Task instructions — Find the line containing "Issue #1567, opened 2016-10-27" in the listing below. Repeat it exactly, along with each following line up to and including the one containing "1. **Scheduling tasks**".
____________________
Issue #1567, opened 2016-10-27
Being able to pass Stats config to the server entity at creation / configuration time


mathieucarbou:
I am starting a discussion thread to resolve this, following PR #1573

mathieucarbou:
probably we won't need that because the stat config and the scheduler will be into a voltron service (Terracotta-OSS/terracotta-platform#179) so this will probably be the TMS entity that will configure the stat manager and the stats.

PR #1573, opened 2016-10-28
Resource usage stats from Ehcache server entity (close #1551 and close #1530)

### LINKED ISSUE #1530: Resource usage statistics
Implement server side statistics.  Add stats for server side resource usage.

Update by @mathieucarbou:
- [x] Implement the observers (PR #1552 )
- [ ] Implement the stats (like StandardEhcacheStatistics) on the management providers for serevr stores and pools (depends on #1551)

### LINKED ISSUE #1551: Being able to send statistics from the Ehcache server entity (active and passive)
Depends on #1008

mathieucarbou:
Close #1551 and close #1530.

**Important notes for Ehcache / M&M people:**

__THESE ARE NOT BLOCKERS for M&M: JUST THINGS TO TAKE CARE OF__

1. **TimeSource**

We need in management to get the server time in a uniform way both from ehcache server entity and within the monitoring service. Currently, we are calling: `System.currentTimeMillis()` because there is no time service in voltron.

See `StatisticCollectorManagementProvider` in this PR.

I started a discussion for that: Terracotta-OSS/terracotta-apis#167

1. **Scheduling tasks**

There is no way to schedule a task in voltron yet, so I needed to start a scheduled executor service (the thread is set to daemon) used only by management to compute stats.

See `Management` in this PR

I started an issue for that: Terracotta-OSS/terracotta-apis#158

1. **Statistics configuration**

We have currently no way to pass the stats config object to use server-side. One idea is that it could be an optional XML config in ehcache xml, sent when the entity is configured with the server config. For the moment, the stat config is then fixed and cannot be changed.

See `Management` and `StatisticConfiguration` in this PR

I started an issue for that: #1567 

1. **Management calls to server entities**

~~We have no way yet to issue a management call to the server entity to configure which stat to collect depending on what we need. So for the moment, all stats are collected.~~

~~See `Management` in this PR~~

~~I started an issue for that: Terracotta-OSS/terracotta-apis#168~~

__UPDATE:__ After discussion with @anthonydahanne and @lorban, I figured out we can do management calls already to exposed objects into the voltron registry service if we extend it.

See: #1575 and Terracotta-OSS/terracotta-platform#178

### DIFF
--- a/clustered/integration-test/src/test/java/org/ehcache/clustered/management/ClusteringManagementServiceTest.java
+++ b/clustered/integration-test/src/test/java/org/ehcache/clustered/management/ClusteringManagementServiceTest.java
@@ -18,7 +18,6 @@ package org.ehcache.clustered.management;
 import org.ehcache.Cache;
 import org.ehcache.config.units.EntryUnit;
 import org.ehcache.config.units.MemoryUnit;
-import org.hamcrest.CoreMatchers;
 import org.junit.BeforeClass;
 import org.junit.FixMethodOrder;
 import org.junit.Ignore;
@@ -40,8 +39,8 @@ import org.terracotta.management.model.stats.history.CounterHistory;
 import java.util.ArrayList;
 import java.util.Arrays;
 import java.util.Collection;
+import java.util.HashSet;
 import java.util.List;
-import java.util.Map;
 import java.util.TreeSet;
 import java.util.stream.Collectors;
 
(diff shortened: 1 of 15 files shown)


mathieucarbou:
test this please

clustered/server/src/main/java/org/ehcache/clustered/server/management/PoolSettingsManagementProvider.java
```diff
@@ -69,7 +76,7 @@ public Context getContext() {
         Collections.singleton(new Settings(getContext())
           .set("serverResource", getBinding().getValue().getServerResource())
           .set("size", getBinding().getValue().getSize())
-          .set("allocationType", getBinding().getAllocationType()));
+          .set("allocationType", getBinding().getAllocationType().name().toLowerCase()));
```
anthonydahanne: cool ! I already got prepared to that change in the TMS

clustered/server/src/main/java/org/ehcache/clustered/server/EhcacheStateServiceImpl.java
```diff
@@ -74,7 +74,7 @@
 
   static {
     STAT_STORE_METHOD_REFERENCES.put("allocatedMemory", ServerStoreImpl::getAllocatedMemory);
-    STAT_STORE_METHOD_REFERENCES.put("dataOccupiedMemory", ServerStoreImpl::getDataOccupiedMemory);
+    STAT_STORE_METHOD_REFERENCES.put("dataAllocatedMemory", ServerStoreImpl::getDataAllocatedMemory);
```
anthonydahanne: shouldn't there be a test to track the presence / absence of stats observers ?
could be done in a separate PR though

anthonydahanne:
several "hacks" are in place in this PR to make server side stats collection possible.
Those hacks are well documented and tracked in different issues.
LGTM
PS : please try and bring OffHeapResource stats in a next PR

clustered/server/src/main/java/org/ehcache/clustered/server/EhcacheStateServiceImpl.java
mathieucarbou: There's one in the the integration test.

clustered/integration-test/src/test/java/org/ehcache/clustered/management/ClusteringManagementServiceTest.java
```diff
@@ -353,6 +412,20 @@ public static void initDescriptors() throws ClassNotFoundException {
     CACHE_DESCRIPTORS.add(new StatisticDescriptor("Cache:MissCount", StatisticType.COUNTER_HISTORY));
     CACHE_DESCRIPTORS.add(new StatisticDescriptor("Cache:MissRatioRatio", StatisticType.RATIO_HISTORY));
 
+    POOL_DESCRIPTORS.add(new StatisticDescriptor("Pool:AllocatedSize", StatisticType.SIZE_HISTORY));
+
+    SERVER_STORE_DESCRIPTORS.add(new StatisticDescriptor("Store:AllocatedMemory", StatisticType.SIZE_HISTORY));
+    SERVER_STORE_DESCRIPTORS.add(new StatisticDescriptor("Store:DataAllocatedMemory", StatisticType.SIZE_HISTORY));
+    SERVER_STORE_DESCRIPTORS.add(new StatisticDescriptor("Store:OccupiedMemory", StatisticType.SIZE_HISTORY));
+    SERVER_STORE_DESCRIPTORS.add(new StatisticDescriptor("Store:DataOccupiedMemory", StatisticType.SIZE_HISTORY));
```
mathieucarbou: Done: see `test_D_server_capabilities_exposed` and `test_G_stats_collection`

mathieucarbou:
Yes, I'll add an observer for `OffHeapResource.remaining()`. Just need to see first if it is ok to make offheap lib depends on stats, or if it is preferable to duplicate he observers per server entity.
____________________
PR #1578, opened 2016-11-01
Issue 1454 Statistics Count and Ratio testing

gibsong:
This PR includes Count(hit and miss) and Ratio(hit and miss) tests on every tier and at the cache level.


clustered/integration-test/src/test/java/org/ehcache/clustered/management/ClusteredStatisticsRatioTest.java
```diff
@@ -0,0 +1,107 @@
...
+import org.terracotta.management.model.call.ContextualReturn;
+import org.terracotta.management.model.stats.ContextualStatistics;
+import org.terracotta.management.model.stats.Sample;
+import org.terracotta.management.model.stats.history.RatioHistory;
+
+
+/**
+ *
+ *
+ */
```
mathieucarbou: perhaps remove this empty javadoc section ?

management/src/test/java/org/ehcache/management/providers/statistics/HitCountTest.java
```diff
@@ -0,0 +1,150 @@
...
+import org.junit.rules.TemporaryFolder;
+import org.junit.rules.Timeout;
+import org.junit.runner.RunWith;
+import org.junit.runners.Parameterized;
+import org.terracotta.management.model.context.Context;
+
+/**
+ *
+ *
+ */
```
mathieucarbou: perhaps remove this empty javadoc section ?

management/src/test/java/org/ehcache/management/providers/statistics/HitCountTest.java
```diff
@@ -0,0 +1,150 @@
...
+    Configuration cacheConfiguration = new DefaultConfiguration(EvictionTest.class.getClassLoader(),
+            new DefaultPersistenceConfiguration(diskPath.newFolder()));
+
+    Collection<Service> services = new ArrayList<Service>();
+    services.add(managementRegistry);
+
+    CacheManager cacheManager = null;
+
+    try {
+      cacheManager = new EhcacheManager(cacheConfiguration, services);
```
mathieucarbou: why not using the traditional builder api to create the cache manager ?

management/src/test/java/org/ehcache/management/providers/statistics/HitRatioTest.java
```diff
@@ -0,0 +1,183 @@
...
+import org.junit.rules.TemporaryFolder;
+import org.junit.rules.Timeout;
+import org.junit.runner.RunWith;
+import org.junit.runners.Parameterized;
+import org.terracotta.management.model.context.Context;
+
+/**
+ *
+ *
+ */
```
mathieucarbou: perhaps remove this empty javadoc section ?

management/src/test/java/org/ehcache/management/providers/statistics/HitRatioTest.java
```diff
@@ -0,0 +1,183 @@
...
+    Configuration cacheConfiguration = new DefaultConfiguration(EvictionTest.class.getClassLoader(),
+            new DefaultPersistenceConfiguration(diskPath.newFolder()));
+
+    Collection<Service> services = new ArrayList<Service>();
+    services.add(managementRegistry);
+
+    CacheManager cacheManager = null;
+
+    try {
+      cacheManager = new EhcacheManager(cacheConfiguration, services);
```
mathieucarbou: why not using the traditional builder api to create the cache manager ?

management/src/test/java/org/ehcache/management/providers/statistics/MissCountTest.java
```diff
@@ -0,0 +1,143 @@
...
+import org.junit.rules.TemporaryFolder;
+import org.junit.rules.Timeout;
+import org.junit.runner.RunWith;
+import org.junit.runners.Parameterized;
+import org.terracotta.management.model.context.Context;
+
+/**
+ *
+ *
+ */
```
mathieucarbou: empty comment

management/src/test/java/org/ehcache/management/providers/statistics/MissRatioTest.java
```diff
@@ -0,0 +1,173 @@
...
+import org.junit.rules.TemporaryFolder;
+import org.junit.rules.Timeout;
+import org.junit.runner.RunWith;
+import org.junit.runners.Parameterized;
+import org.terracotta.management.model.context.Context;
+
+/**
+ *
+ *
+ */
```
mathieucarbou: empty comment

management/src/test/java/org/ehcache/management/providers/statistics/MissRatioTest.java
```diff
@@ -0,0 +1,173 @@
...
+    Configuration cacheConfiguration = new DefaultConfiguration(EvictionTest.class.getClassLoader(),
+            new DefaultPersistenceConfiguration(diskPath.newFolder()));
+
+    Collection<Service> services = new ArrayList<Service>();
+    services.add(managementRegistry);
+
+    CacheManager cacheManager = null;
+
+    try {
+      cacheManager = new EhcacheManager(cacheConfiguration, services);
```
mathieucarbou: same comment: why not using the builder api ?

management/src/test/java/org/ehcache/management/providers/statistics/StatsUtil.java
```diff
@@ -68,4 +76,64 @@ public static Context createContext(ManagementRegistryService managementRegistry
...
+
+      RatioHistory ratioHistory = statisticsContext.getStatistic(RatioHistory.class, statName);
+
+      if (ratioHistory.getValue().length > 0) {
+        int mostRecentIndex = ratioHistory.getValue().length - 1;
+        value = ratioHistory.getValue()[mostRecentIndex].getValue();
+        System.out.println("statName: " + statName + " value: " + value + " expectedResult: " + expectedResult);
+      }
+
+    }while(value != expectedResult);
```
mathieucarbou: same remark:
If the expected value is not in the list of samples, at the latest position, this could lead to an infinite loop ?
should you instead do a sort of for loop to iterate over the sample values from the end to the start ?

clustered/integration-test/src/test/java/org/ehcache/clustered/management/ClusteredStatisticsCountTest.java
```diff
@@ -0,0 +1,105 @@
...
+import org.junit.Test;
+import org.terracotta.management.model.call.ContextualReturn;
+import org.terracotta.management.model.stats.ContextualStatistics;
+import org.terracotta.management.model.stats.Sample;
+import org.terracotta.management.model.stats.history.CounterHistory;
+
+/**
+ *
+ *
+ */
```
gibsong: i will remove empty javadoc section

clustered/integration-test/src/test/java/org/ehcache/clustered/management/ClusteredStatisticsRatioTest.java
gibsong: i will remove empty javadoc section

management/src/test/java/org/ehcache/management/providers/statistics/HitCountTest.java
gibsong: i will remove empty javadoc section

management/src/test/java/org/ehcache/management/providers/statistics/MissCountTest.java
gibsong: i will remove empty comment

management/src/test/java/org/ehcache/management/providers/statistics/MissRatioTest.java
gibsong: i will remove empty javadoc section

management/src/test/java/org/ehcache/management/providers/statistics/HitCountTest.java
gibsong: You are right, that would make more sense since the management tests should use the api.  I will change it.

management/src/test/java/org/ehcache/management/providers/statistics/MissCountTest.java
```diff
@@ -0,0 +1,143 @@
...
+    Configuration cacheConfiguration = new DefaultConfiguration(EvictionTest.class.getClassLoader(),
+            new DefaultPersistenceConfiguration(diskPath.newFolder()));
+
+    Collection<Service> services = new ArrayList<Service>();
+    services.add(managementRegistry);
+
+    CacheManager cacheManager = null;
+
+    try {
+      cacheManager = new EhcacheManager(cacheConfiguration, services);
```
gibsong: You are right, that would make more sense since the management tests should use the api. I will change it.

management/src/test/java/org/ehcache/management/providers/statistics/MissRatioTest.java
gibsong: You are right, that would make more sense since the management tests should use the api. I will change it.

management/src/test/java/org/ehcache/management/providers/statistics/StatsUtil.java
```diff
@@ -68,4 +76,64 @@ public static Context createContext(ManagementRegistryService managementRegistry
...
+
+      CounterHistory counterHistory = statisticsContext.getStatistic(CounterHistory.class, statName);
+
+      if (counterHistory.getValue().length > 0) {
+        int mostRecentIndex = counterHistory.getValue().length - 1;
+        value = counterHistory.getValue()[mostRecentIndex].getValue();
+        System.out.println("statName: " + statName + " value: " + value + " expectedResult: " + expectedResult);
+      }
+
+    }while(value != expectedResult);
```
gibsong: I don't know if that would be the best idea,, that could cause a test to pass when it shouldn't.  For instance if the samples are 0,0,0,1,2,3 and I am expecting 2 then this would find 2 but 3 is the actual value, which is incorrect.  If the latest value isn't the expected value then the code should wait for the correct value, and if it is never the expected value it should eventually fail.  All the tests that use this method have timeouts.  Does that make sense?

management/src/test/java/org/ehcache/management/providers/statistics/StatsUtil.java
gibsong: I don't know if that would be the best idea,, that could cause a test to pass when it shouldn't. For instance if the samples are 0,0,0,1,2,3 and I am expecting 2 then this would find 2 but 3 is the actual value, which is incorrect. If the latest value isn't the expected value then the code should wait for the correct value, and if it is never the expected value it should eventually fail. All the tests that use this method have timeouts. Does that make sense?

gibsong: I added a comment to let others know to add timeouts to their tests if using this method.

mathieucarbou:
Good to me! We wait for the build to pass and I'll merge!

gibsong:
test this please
____________________
Solution to this problem —
Issue #1567, opened 2016-10-27
Being able to pass Stats config to the server entity at creation / configuration time


mathieucarbou:
I am starting a discussion thread to resolve this, following PR #1573

mathieucarbou:
probably we won't need that because the stat config and the scheduler will be into a voltron service (Terracotta-OSS/terracotta-platform#179) so this will probably be the TMS entity that will configure the stat manager and the stats.

PR #1573, opened 2016-10-28
Resource usage stats from Ehcache server entity (close #1551 and close #1530)

### LINKED ISSUE #1530: Resource usage statistics
Implement server side statistics.  Add stats for server side resource usage.

Update by @mathieucarbou:
- [x] Implement the observers (PR #1552 )
- [ ] Implement the stats (like StandardEhcacheStatistics) on the management providers for serevr stores and pools (depends on #1551)

### LINKED ISSUE #1551: Being able to send statistics from the Ehcache server entity (active and passive)
Depends on #1008

mathieucarbou:
Close #1551 and close #1530.

**Important notes for Ehcache / M&M people:**

__THESE ARE NOT BLOCKERS for M&M: JUST THINGS TO TAKE CARE OF__

1. **TimeSource**

We need in management to get the server time in a uniform way both from ehcache server entity and within the monitoring service. Currently, we are calling: `System.currentTimeMillis()` because there is no time service in voltron.

See `StatisticCollectorManagementProvider` in this PR.

I started a discussion for that: Terracotta-OSS/terracotta-apis#167

1. **Scheduling tasks**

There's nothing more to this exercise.